*Problem statement:* The response should contain every record, reproduced exactly.

(Beginning of Records)

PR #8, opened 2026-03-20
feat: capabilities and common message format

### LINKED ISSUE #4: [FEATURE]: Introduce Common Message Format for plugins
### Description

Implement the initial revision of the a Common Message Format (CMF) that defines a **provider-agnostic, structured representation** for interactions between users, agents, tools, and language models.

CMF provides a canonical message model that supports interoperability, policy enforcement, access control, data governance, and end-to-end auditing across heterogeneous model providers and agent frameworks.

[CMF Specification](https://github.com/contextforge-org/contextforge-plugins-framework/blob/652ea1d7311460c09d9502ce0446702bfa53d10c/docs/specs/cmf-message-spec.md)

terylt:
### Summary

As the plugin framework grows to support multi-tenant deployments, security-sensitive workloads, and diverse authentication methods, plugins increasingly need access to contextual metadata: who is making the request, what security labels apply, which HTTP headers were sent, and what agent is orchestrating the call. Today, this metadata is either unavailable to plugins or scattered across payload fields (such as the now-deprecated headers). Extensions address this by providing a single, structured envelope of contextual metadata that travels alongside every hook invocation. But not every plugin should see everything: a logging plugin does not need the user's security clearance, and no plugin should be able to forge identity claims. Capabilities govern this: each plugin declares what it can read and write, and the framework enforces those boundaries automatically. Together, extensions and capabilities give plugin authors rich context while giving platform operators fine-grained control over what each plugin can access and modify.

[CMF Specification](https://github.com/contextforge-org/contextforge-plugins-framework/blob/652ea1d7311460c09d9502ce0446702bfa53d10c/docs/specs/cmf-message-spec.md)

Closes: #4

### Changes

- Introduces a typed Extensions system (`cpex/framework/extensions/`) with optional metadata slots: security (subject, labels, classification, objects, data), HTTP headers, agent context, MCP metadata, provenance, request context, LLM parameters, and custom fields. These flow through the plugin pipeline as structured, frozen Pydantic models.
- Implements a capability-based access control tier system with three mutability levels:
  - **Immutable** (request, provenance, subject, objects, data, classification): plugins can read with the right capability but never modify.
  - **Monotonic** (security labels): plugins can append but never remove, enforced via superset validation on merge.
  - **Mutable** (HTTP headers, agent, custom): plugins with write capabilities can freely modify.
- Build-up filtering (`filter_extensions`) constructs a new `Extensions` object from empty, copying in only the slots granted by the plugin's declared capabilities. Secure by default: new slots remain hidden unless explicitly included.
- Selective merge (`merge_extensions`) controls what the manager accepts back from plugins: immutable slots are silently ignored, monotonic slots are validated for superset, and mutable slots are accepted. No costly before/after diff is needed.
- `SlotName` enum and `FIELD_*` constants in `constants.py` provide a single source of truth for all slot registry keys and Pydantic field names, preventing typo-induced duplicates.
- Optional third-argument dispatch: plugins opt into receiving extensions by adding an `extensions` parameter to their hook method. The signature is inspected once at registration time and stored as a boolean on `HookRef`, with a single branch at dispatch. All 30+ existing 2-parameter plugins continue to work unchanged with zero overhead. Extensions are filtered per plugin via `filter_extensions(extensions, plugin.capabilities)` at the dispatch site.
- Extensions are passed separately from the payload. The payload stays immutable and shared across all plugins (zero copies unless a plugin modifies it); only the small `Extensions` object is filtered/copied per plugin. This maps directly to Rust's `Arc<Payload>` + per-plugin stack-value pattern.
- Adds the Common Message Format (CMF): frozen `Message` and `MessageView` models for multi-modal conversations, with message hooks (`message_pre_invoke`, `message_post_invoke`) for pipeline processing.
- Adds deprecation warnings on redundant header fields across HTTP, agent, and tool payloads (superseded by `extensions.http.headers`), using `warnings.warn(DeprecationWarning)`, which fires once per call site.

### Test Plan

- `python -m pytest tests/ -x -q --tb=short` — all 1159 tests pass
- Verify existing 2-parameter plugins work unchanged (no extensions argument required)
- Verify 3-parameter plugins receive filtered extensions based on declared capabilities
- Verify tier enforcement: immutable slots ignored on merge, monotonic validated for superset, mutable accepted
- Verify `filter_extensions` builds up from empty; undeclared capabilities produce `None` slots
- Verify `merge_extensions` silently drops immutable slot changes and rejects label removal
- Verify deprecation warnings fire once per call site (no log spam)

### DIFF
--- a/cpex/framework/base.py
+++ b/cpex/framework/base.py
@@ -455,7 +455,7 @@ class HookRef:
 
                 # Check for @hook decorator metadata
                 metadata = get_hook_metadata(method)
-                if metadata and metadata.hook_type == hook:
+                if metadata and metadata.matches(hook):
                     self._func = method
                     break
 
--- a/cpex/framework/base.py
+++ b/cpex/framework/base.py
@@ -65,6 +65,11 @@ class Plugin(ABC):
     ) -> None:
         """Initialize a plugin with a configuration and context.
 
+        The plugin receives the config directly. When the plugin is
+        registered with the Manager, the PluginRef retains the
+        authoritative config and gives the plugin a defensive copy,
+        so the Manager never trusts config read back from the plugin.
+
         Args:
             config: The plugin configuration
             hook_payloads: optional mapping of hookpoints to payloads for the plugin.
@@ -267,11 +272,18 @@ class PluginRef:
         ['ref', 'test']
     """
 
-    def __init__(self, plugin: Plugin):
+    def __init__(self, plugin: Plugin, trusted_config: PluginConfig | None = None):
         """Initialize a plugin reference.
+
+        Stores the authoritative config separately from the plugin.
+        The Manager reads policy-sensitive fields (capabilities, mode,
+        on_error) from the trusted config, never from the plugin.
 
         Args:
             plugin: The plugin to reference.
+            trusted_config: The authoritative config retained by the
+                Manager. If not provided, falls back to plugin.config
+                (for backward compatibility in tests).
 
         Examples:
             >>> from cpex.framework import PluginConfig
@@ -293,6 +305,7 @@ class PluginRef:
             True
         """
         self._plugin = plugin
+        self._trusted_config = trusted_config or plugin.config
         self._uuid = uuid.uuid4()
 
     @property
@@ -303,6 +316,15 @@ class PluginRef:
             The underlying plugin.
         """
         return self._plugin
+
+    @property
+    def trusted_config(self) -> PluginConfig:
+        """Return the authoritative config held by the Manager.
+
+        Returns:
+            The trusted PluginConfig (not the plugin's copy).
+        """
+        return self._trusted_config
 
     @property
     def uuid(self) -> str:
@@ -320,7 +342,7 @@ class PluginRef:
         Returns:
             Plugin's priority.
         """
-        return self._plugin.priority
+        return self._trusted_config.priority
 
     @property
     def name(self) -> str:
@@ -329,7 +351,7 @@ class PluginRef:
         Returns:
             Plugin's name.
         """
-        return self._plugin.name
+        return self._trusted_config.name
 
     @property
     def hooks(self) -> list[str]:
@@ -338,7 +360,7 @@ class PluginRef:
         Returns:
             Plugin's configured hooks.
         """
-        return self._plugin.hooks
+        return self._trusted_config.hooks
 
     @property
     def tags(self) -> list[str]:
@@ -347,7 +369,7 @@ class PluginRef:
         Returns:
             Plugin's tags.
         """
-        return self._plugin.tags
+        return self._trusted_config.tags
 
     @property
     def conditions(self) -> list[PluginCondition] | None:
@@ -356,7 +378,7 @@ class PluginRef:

(End of Records)

*Task output:*
PR #8, opened 2026-03-20
feat: capabilities and common message format

### LINKED ISSUE #4: [FEATURE]: Introduce Common Message Format for plugins
### Description

Implement the initial revision of the a Common Message Format (CMF) that defines a **provider-agnostic, structured representation** for interactions between users, agents, tools, and language models.

CMF provides a canonical message model that supports interoperability, policy enforcement, access control, data governance, and end-to-end auditing across heterogeneous model providers and agent frameworks.

[CMF Specification](https://github.com/contextforge-org/contextforge-plugins-framework/blob/652ea1d7311460c09d9502ce0446702bfa53d10c/docs/specs/cmf-message-spec.md)

terylt:
### Summary

As the plugin framework grows to support multi-tenant deployments, security-sensitive workloads, and diverse authentication methods, plugins increasingly need access to contextual metadata: who is making the request, what security labels apply, which HTTP headers were sent, and what agent is orchestrating the call. Today, this metadata is either unavailable to plugins or scattered across payload fields (such as the now-deprecated headers). Extensions address this by providing a single, structured envelope of contextual metadata that travels alongside every hook invocation. But not every plugin should see everything: a logging plugin does not need the user's security clearance, and no plugin should be able to forge identity claims. Capabilities govern this: each plugin declares what it can read and write, and the framework enforces those boundaries automatically. Together, extensions and capabilities give plugin authors rich context while giving platform operators fine-grained control over what each plugin can access and modify.

[CMF Specification](https://github.com/contextforge-org/contextforge-plugins-framework/blob/652ea1d7311460c09d9502ce0446702bfa53d10c/docs/specs/cmf-message-spec.md)

Closes: #4

### Changes

- Introduces a typed Extensions system (`cpex/framework/extensions/`) with optional metadata slots: security (subject, labels, classification, objects, data), HTTP headers, agent context, MCP metadata, provenance, request context, LLM parameters, and custom fields. These flow through the plugin pipeline as structured, frozen Pydantic models.
- Implements a capability-based access control tier system with three mutability levels:
  - **Immutable** (request, provenance, subject, objects, data, classification): plugins can read with the right capability but never modify.
  - **Monotonic** (security labels): plugins can append but never remove, enforced via superset validation on merge.
  - **Mutable** (HTTP headers, agent, custom): plugins with write capabilities can freely modify.
- Build-up filtering (`filter_extensions`) constructs a new `Extensions` object from empty, copying in only the slots granted by the plugin's declared capabilities. Secure by default: new slots remain hidden unless explicitly included.
- Selective merge (`merge_extensions`) controls what the manager accepts back from plugins: immutable slots are silently ignored, monotonic slots are validated for superset, and mutable slots are accepted. No costly before/after diff is needed.
- `SlotName` enum and `FIELD_*` constants in `constants.py` provide a single source of truth for all slot registry keys and Pydantic field names, preventing typo-induced duplicates.
- Optional third-argument dispatch: plugins opt into receiving extensions by adding an `extensions` parameter to their hook method. The signature is inspected once at registration time and stored as a boolean on `HookRef`, with a single branch at dispatch. All 30+ existing 2-parameter plugins continue to work unchanged with zero overhead. Extensions are filtered per plugin via `filter_extensions(extensions, plugin.capabilities)` at the dispatch site.
- Extensions are passed separately from the payload. The payload stays immutable and shared across all plugins (zero copies unless a plugin modifies it); only the small `Extensions` object is filtered/copied per plugin. This maps directly to Rust's `Arc<Payload>` + per-plugin stack-value pattern.
- Adds the Common Message Format (CMF): frozen `Message` and `MessageView` models for multi-modal conversations, with message hooks (`message_pre_invoke`, `message_post_invoke`) for pipeline processing.
- Adds deprecation warnings on redundant header fields across HTTP, agent, and tool payloads (superseded by `extensions.http.headers`), using `warnings.warn(DeprecationWarning)`, which fires once per call site.

### Test Plan

- `python -m pytest tests/ -x -q --tb=short` — all 1159 tests pass
- Verify existing 2-parameter plugins work unchanged (no extensions argument required)
- Verify 3-parameter plugins receive filtered extensions based on declared capabilities
- Verify tier enforcement: immutable slots ignored on merge, monotonic validated for superset, mutable accepted
- Verify `filter_extensions` builds up from empty; undeclared capabilities produce `None` slots
- Verify `merge_extensions` silently drops immutable slot changes and rejects label removal
- Verify deprecation warnings fire once per call site (no log spam)

### DIFF
--- a/cpex/framework/base.py
+++ b/cpex/framework/base.py
@@ -455,7 +455,7 @@ class HookRef:
 
                 # Check for @hook decorator metadata
                 metadata = get_hook_metadata(method)
-                if metadata and metadata.hook_type == hook:
+                if metadata and metadata.matches(hook):
                     self._func = method
                     break
 
--- a/cpex/framework/base.py
+++ b/cpex/framework/base.py
@@ -65,6 +65,11 @@ class Plugin(ABC):
     ) -> None:
         """Initialize a plugin with a configuration and context.
 
+        The plugin receives the config directly. When the plugin is
+        registered with the Manager, the PluginRef retains the
+        authoritative config and gives the plugin a defensive copy,
+        so the Manager never trusts config read back from the plugin.
+
         Args:
             config: The plugin configuration
             hook_payloads: optional mapping of hookpoints to payloads for the plugin.
@@ -267,11 +272,18 @@ class PluginRef:
         ['ref', 'test']
     """
 
-    def __init__(self, plugin: Plugin):
+    def __init__(self, plugin: Plugin, trusted_config: PluginConfig | None = None):
         """Initialize a plugin reference.
+
+        Stores the authoritative config separately from the plugin.
+        The Manager reads policy-sensitive fields (capabilities, mode,
+        on_error) from the trusted config, never from the plugin.
 
         Args:
             plugin: The plugin to reference.
+            trusted_config: The authoritative config retained by the
+                Manager. If not provided, falls back to plugin.config
+                (for backward compatibility in tests).
 
         Examples:
             >>> from cpex.framework import PluginConfig
@@ -293,6 +305,7 @@ class PluginRef:
             True
         """
         self._plugin = plugin
+        self._trusted_config = trusted_config or plugin.config
         self._uuid = uuid.uuid4()
 
     @property
@@ -303,6 +316,15 @@ class PluginRef:
             The underlying plugin.
         """
         return self._plugin
+
+    @property
+    def trusted_config(self) -> PluginConfig:
+        """Return the authoritative config held by the Manager.
+
+        Returns:
+            The trusted PluginConfig (not the plugin's copy).
+        """
+        return self._trusted_config
 
     @property
     def uuid(self) -> str:
@@ -320,7 +342,7 @@ class PluginRef:
         Returns:
             Plugin's priority.
         """
-        return self._plugin.priority
+        return self._trusted_config.priority
 
     @property
     def name(self) -> str:
@@ -329,7 +351,7 @@ class PluginRef:
         Returns:
             Plugin's name.
         """
-        return self._plugin.name
+        return self._trusted_config.name
 
     @property
     def hooks(self) -> list[str]:
@@ -338,7 +360,7 @@ class PluginRef:
         Returns:
             Plugin's configured hooks.
         """
-        return self._plugin.hooks
+        return self._trusted_config.hooks
 
     @property
     def tags(self) -> list[str]:
@@ -347,7 +369,7 @@ class PluginRef:
         Returns:
             Plugin's tags.
         """
-        return self._plugin.tags
+        return self._trusted_config.tags
 
     @property
     def conditions(self) -> list[PluginCondition] | None:
@@ -356,7 +378,7 @@ class PluginRef:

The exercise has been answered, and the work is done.